A. On January 16, 1992, D Co., Ltd. (hereinafter “D”) entered into a credit-limit trading agreement with C Co., Ltd. (hereinafter “C”), and at this time, E jointly and severally guaranteed the debt of C under the above agreement.

(F) The Plaintiff acquired the credit limit transaction agreement and joint and several guarantee agreement on September 18, 2012 through the Korea Asset Management Corporation.

B. As to the registration of the establishment of a mortgage over G forest land of KRW 65,962 square meters (hereinafter “the instant real property”), F completed on February 18, 1992, the establishment of a mortgage over the maximum debt amount of KRW 150,000,000,000,000,000. The Defendant, on March 17, 1992, issued a provisional attachment order of KRW 500,000,000,000 for the claim amount of KRW 92Ka232,00,000,000,000,000,000 in Seoul Civil District Court of Seoul on March 26, 1992 (hereinafter “the provisional attachment order of this case”).

C. From the voluntary auction procedure (the Jeju District Court H; hereinafter “instant auction procedure”) regarding the instant real estate commenced on February 16, 2015, a distribution schedule was formulated that KRW 150 million was distributed to the Defendant, who is the right holder of provisional seizure, with the amount of KRW 249,871,94, the amount to be actually distributed as April 22, 2016, to F, who is the mortgagee, among the amount of KRW 249,871,994, and the remainder of KRW 99,871,994.
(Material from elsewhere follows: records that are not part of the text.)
PR #517, opened 2015-10-08
Add route aggregation based on IPAM

plwhite:
This fix adds route aggregation. If a block is assigned to a host then : 

* a black hole route to that block is added to the host and exported through bird;
* any routes within that block are not advertised.

I've manually tested that it works. Note that it relies on https://github.com/projectcalico/libcalico/pull/30 which creates empty directories for IPAM to use.


spikecurtis:
LGTM, but it's failing on semaphore, and I can't immediately figure out why.  I'm not comfortable merging until we get to the bottom of it.

robbrockbank:
I rebased and this this has now been merged.  Closing PR.

PR #525, opened 2015-10-12
Clean up build and UT container

tomdee:
- Remove etcd (and curl since it was only needed to install etcd)
- Remove outdated comments
- Remove old requirements


robbrockbank:
LGTM

PR #534, opened 2015-10-15
Create ip6tables command object within try/except

alexhersh:
+ Fixes projectcalico/calico-docker#531
+ Command obj creation will cause check_system to fail silently without hitting our loud exception handlers.


tomdee:
Were you able to manually test this? If so how?

alexhersh:
I removed `/sbin/ip6tables` and then ran `calicoctl node`. Without this patch, I got your output. With it, calico-node started with the following warning:
```WARNING: Unable to detect the ip6_tables module. Load with `modprobe ip6_tables````

alexhersh:
Oh, it appears performing `modprobe ip6_tables` doesnt fix the issue if you remove the binary.

PR #542, opened 2015-10-16
Remove check_ip_forwarding from check_system

### LINKED ISSUE #536: Calicoctl node should set the ip forwarding sysctls everytime it starts
They are required for proper Calico operation, and it's a very fast operation.

It's also what Docker does.

Having these related to the checksystem command is wrong.

alexhersh:
+ Fixes #536
+ node_start now sets up ip forwarding with sysctl
+ Reconfigure UTs

### DIFF
--- a/calico_containers/calico_ctl/node.py
+++ b/calico_containers/calico_ctl/node.py
@@ -67,6 +67,7 @@ from prettytable import PrettyTable
 from connectors import client
 from connectors import docker_client
 from utils import DOCKER_ORCHESTRATOR_ID
+from utils import sysctl
 from utils import hostname
 from utils import print_paragraph
 from utils import get_container_ipv_from_arguments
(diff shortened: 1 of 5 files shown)


tomdee:
You'll need to rebase - there are conflicts

calico_containers/calico_ctl/node.py
```diff
@@ -393,6 +397,22 @@ def _start_libnetwork_container(etcd_authority, libnetwork_image):
...
 
 
+def _setup_ip_forwarding():
+    """
+    Ensure that IP forwarding is enabled.
+    :return: None
+    """
+    # Enable IP forwarding since all compute hosts are vRouters.
+    # IPv4 forwarding should be enabled already by docker.
+    if "1" not in sysctl("net.ipv4.ip_forward"):
```
tomdee: I don't think there's any need to read this then write it. We should just write it every time.

And rather than writing using sysctl, let just use Python

with open('/proc/sys/net/ipv4/ip_forward', 'w') as f:
   f.write("1")

Then we can get rid of one more use of the sh module.

tomdee:
LGTM (if the tests pass)

PR #543, opened 2015-10-16
Check for docker API v1.21 if using libnetwork

### LINKED ISSUE #537: Calicoctl should check for the correct docker version when using the --libentwork flag
--libnetwork requires Docker 1.9

alexhersh:
+ Fix #537
+ Add the checksystem --libnetwork flag
+ Fix UTs for checksystem/node

### DIFF
--- a/calico_containers/calico_ctl/checksystem.py
+++ b/calico_containers/calico_ctl/checksystem.py
@@ -68,9 +68,11 @@ def check_system(fix=False, quit_if_error=False, libnetwork=False):
     # modprobe and sysctl require root privileges.
     enforce_root()
 
-    system_ok = (_check_kernel_modules(fix) and
-                 _check_ip_forwarding(fix) and
-                 _check_docker_version(libnetwork))
+    kernel_ok = _check_kernel_modules(fix)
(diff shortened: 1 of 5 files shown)


calico_containers/calico_ctl/checksystem.py
```diff
@@ -66,7 +70,7 @@ def check_system(fix=False, quit_if_error=False):
 
     system_ok = (_check_kernel_modules(fix) and
                  _check_ip_forwarding(fix) and
-                 _check_docker_version())
+                 _check_docker_version(libnetwork))
```
TrimBiggs: I thought about this a bit more after you were having trouble hitting the `_check_docker_version` function when one of the previous functions in this statement returned `False`.

I don't like it.  If `_check_kernel_modules` returns False, this variable will immediately be set to false and the other two functions will not be called.  If your system is not configured correctly, you should get full output for everything that is wrong.

Though it's not as pretty, I think the function return values should be stored as separate variables, then checked here.

alexhersh: fixed :+1:

tomdee:
LGTM

PR #556, opened 2015-10-22
Reduce the size of the calico/node image (299.3MB -> 78.12MB)

tomdee:
- Move to using Alpine as the base (instead of ubuntu)
- Move "node" files to be in their own directory.
- Greatly simplify the build (78 additions and 511 deletions.)


Makefile
```diff
@@ -111,7 +111,7 @@ clean:
 	-rm -f calico_containers/calico-node.tar
 	-rm -f calico_containers/routereflector.tar
 	-docker rm -f calico-build
-	-docker rm -f calico-node
+	-docker rm -f calico_node
```
robbrockbank: The Docker image hasn't changed name has it?  Shouldn't this still be "calico-node"?

robbrockbank:
One comment - once resolved LGTM.

PR #563, opened 2015-10-23
Use $HOSTNAME instead of socket.gethostname

djosborne:


calico_containers/calico_ctl/container.py
```diff
@@ -133,7 +134,7 @@ def container(arguments):
         elif arguments.get("endpoint"):
             orchestrator_id, workload_id = \
                                   lookup_workload(arguments.get("<CONTAINER>"))
-            endpoint.endpoint_show(hostname,
+            endpoint.endpoint_show(get_hostname(),
```
djosborne: Is calling a function in your function call considered bad practice?

robbrockbank: Not if you're using it just the once.  However, you are calling this function several times in a row - which is generally less efficient than storing the result in a local and using that same result multiple times.

calico_containers/calico_ctl/utils.py
```diff
@@ -26,7 +25,6 @@
 DOCKER_ORCHESTRATOR_ID = "docker"
 NAMESPACE_ORCHESTRATOR_ID = "namespace"
 REQUIRED_MODULES = ["xt_set", "ip6_tables"]
-hostname = socket.gethostname()
```
robbrockbank: Is there any reason you couldn't have just changed this one line to:

```hostname = pycalico.util.get_hostname()```

or is there a reason we have to dynamically get the hostname everytime?  I assume it's not really going to work properly if the hostname changes under our feer, so I'd have thought setting up the hostname at start of day would still be sufficient.

robbrockbank:
Dan, I'm closing this in preference to:

https://github.com/projectcalico/calico-docker/pull/589

As discussed, I think we can make a much simpler change and set up the hostname in utils at start of day.  Have a peek and see if you agree.

PR #687, opened 2015-12-15
Update release scripts to be safer and use correct master versions

TrimBiggs:


TrimBiggs:
I've rearranged the script a bit to be more clear about what the user actions should be verses what the script does for the user.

D, on March 2, 2016, submitted a claim statement to the effect that “No claim exists based on the decision of provisional seizure of this case” and did not demand a distribution based on the provisional seizure of this case.

E. Meanwhile, in a lawsuit of demurrer against distribution filed by the Defendant as Jeju District Court 2016dan53632, the Defendant’s decision of recommending reconciliation became final and conclusive and conclusive on July 5, 2017, to rectify the amount of dividend to F to be reduced to KRW 75 million, and the amount of dividend to the Defendant was added to KRW 75 million.

[Reasons for Recognition] Unsatisfy, Gap evidence 1 to 12, and Eul.